# Records provided
*-*-*

PR #6048, opened 2022-09-06
Only import jsonnet when necessary

emjin:
Since jsonnet rules are an internal experiment for now, let's
not require users to have the jsonnet dependency. People who
want to try out jsonnet rules can `pip install jsonnet`.

PR checklist:

### DIFF
--- a/cli/Pipfile
+++ b/cli/Pipfile
@@ -44,6 +44,5 @@ typing_extensions = "*"
 importlib_resources = ">=1.4.0"
 
 [packages]
-semgrep = {editable = true,path = "."}
 jsonschema = "==4.6.1"
-jsonnet = "*"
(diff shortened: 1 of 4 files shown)


brendongo (approved):

spencerdrak (approved):

underyx (approved):

aryx:
What was not working? Pip isn't supposed to install dependenciew automatically when you do pip install semgrep?

spencerdrak:
@aryx It does in a linux environment - however, homebrew has it's own way of doing dependency management. We would've had to update our brew formula to declare the dependency.

I have an action to investigate ways we might smooth out that process.

aryx:
I hope it also does in a macOS environment. pip install semgrep should also work in macOS right?
I guess the problem is more with brew install semgrep.

PR #6075, opened 2022-09-09
chore: add not-in to eval op

### LINKED ISSUE #6072: metavariable-comparison: $VAR not in [list] construction does not work
**Describe the bug**
The metavariable-comparison rule does not correctly match based on the following construction:
```yaml
  - metavariable-comparison:
      comparison: $ARG not in [443, 80]
      metavariable: $ARG
```

**To Reproduce**
See [this playground example](https://semgrep.dev/playground/s/YZZW), where [the inverse case works properly](https://semgrep.dev/playground/s/644w).

**Expected behavior**
I would expect the example above to produce a single match.

**Workaround**
The correct behavior can be achieved by using the "not $VAR in [list]" construction (thanks for the hint on Slack, @Sjord!).

**Environment**
Playground and local install.

**Use case**
Matching a metavariable against an allowlist of possible values, and alerting if it has a different value. e.g.: Allowed ports, cryptographic algorithms, ...

brandonspark:
**What:**
We do not currently do evaluation of the `not in` operator, which appears in Python. So for instance, using this clause:
```
  - metavariable-comparison:
      comparison: $ARG not in [443, 80]
      metavariable: $ARG
```
will not properly match if `$ARG` is bound to `5`, for instance.

**Why:**
This is just a regular bug we should fix. This was brought to our attention as something that a user was trying to do via the community slack.

**How:**
Added it to the list of supported operators.

**Test plan:**
`make test`

Closes #6072 

PR checklist:

### DIFF
--- a/changelog.d/gh-6072.fixed
+++ b/changelog.d/gh-6072.fixed
@@ -1,0 +1,1 @@
+Allowed metavariable-comparison to make use of the `not in` operator.
--- a/semgrep-core/src/engine/Eval_generic.ml
+++ b/semgrep-core/src/engine/Eval_generic.ml
@@ -281,6 +281,10 @@ and eval_op op values code =
       match v2 with
       | List xs -> Bool (List.mem v1 xs)
       | _ -> Bool false)
+  | G.NotIn, [ v1; v2 ] -> (
+      match v2 with
+      | List xs -> Bool (not (List.mem v1 xs))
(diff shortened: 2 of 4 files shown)


emjin (approved):
lgtm

IagoAbal:
@emjin this PR adds a feature but there is no mention about updating Semgrep-docs.

PR #6078, opened 2022-09-09
Parse non-optional parts of impl statements

### LINKED ISSUE #6076: Semgrep returns complement of pattern result instead of intended target for some Rust patterns
**Describe the bug**
Results for Rust rules are the complement of what the user expects.

**To Reproduce**
https://semgrep.dev/s/2egz

**Expected behavior**
Expected single finding on line 2 in this example. Received a match for everything *except* line 2.

**Screenshots**
image

**Environment**
semgrep.dev, also reproduces with Semgrep CLI 0.111.1

**Use case**

emjin:
Closes #6076

Test plan: make test

PR checklist:

### DIFF
--- a/semgrep-core/src/parsing/tree_sitter/Parse_rust_tree_sitter.ml
+++ b/semgrep-core/src/parsing/tree_sitter/Parse_rust_tree_sitter.ml
@@ -3185,7 +3185,7 @@ and map_declaration_statement (env : env) (*_outer_attrs _visibility*) x :
           v1
       in
       let attrs = deoptionalize [ unsafe_attr ] in
-      let impl = token env v2 (* "impl" *) in
+      let impl = ident env v2 (* "impl" *) in
       let tparams =
         match v3 with
         | Some x -> map_type_parameters env x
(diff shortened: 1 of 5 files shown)


semgrep-core/src/parsing/tree_sitter/Parse_rust_tree_sitter.ml
```diff
@@ -3184,9 +3184,9 @@ and map_declaration_statement (env : env) (*_outer_attrs _visibility*) x :
             G.KeywordAttr (G.Unsafe, tok))
           v1
       in
-      let _attrs = deoptionalize [ unsafe_attr ] in
-      let _impl = token env v2 (* "impl" *) in
-      let _type_paramsTODO =
+      let attrs = deoptionalize [ unsafe_attr ] in
+      let impl = token env v2 (* "impl" *) in
```
nmote: Maybe use `str env v2` here so that you can avoid writing `"impl"` below?

nmote (approved):
I'm not very familiar with Rust, or how Semgrep handles it, but I'm slightly worried that the introduction of an `OtherDef` here could lead to matching inconsistencies if different forms of definitions remain unchanged. Is it possible for someone to write a pattern that gets parsed as a `DefStmt` with an ordinary definition kind, that will then fail to match a definition that goes through this code path, or vice versa? If so, is that likely to result in problems in practice?

emjin:
> I'm not very familiar with Rust, or how Semgrep handles it, but I'm slightly worried that the introduction of an OtherDef here could lead to matching inconsistencies if different forms of definitions remain unchanged. Is it possible for someone to write a pattern that gets parsed as a DefStmt with an ordinary definition kind, that will then fail to match a definition that goes through this code path, or vice versa? If so, is that likely to result in problems in practice?

I think it's fine because we're just parsing both the pattern and the target into an OtherDef. Previously, there was no way at all to match an `impl` since we only parsed the body of the `impl` definition, so I don't think we can break anything

semgrep-core/src/parsing/tree_sitter/Parse_rust_tree_sitter.ml
```diff
@@ -3211,9 +3211,13 @@ and map_declaration_statement (env : env) (*_outer_attrs _visibility*) x :
             ty)
           v4
       in
-      let _tyTODO = map_type_ env v5 in
+      let ty = map_type_ env v5 in
       let _where_clauseTODO = Option.map (fun x -> map_where_clause env x) v6 in
-      map_decls_or_semi env v7
+      let body = map_decls_or_semi env v7 in
+      (* TODO not sure what to put for the name *)
```
aryx, line 3217: not "impl" for sure :)
This is similar to type classes in Haskell. It does not really define an entity, instead it extends the definition
of an existing entity/type (in your example Ptr). We probably need a new construct for that in AST_generic.ml

Issue #5996, opened 2022-08-27
Error while running rules: 0 bytes read on a total of 2 expected bytes


psifertex:
**Describe the bug**
Working on getting the Binary Ninja plugin updated and it looks like something has changed since you've published some rules and they're not compatible anymore? 

**To Reproduce**
1. Install semgrep via pip
2. Create a `sample.c` file as shown below.
3. Download [info-leak-on-non-formatted-string](https://github.com/returntocorp/semgrep-rules/blob/develop/c/lang/security/info-leak-on-non-formatted-string.yaml) rule
4. Run: `semgrep scan -c info-leak-on-non-formatted-string.yaml sample.c`
5. Result is the error in the subject of this bug.

```sample.c
int64_t _main()

{
    return 0;
}
```

**Expected behavior**
The scan should run indicating a result found or not.

**Priority**
How important is this to you?
- P0: blocking me from making progress

**Desktop (please complete the following information):**
 - MacOS
 - Apple Silicon
 - Semgrep 
 ```
semgrep --version
0.111.1
```

**Comment by psifertex** [comment]
Upon further investigation I don't think this is related to the rule I'm using I think it's just a broken semgrep install where the provided error just isn't helpful. Even doing:

```
semgrep --config=auto .
```
inside of `semgrep-rules/c/lang/security` produces the same error:

```
Fetching rules from https://semgrep.dev/registry.

Scanning across multiple languages:
    <multilang> | 52 rules × 46 files
              c | 13 rules × 12 files
           yaml | 23 rules × 11 files

    0%|                                                                                                                                                                                                  
|0/69 tasks[ERROR] Error while running rules: 0 bytes read on a total of 2 expected bytes
    0%|                                                                                                                                                                                                  
|0/69 tasks
```

psifertex:
Yeah, this should probably be migrated to the semgrep repo, I can close/re-open if that's easier instead.

r2c-demo:
This issue is synced in Linear at https://linear.app/r2c/issue/PA-1825/error-while-running-rules-0-bytes-read-on-a-total-of-2-expected-bytes. _Note_: this link is for r2c use only and is not accessible publicly.

aryx:
Can you rerun with --debug and copy-paste the output here?

emcd:
[...]

PR #6082, opened 2022-09-12
Write rules and targets to ~/.semgrep

emjin:
Semgrep writes the rules and targets to temporary files, which are sent to semgrep-core. However, the temporary files are essentially just random names, since we still have to remove them ourselves. This was probably done earlier when we didn't use ~/.semgrep as much.

Now, since we already write to ~/.semgrep, there's no reason not to use this folder to write our rules and targets. In addition, it makes our code path simpler and avoids using implementation details of temporary files (e.g. there is nothing preventing Python from deleting the temporary file for us).

Alternatives considered: wrapping `os.remove` calls in a `try-except`. This would achieve the same purpose of avoiding the possibility of Python deciding to remove the temporary file before we remove it, and maintains the random name of the rules and targets, but makes the code more complicated.

Related to https://github.com/returntocorp/semgrep/issues/5996

The one potentially annoying consequence of this is that people using `-d` cannot rely on the generated `semgrep_rules.json` persisting when they run semgrep without `-d`, but that isn't good behavior to rely on anyway.

Test plan: make test. Also, print out the rule file name and target file name and check that they don't exist after the run.

PR checklist:

### DIFF
--- a/cli/src/semgrep/core_runner.py
+++ b/cli/src/semgrep/core_runner.py
@@ -727,16 +727,8 @@ class CoreRunner:
         profiling_data: ProfilingData = ProfilingData()
         parsing_data: ParsingData = ParsingData()
 
-        rule_file_name = (
-            str(state.env.user_data_folder / "semgrep_rules.json")
-            if dump_command_for_core
-            else tempfile.NamedTemporaryFile("w", suffix=".json").name
-        )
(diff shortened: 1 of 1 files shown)


emjin:
This approach doesn't work because now you can't have semgrep running in two places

*-*-*

# What to do
Copy the line containing "--- a/cli/src/semgrep/core_runner.py" exactly. Then copy every line after it through the end of the listing, and nothing more.

# Worked solution
--- a/cli/src/semgrep/core_runner.py
+++ b/cli/src/semgrep/core_runner.py
@@ -727,16 +727,8 @@ class CoreRunner:
         profiling_data: ProfilingData = ProfilingData()
         parsing_data: ParsingData = ParsingData()
 
-        rule_file_name = (
-            str(state.env.user_data_folder / "semgrep_rules.json")
-            if dump_command_for_core
-            else tempfile.NamedTemporaryFile("w", suffix=".json").name
-        )
(diff shortened: 1 of 1 files shown)


emjin:
This approach doesn't work because now you can't have semgrep running in two places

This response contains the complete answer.